Exercise requirements >> Leave out every line before the one that contains "Requested during PVTA". Please restate that line and the rest of the data word for word, through the end.

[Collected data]
•••
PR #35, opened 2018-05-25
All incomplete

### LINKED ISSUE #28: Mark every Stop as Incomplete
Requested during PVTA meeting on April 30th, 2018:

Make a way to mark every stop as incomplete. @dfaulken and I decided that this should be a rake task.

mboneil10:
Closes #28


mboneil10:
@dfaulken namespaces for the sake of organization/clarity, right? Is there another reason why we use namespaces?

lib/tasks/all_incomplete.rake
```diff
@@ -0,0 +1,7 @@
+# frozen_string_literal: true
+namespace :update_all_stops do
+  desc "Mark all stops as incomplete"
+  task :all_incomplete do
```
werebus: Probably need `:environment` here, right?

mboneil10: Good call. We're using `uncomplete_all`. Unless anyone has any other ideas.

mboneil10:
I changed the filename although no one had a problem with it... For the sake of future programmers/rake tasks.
•••
Response box >>
Requested during PVTA meeting on April 30th, 2018:

Make a way to mark every stop as incomplete. @dfaulken and I decided that this should be a rake task.

mboneil10:
Closes #28


mboneil10:
@dfaulken namespaces for the sake of organization/clarity, right? Is there another reason why we use namespaces?

lib/tasks/all_incomplete.rake
```diff
@@ -0,0 +1,7 @@
+# frozen_string_literal: true
+namespace :update_all_stops do
+  desc "Mark all stops as incomplete"
+  task :all_incomplete do
```
werebus: Probably need `:environment` here, right?

mboneil10: Good call. We're using `uncomplete_all`. Unless anyone has any other ideas.

mboneil10:
I changed the filename although no one had a problem with it... For the sake of future programmers/rake tasks.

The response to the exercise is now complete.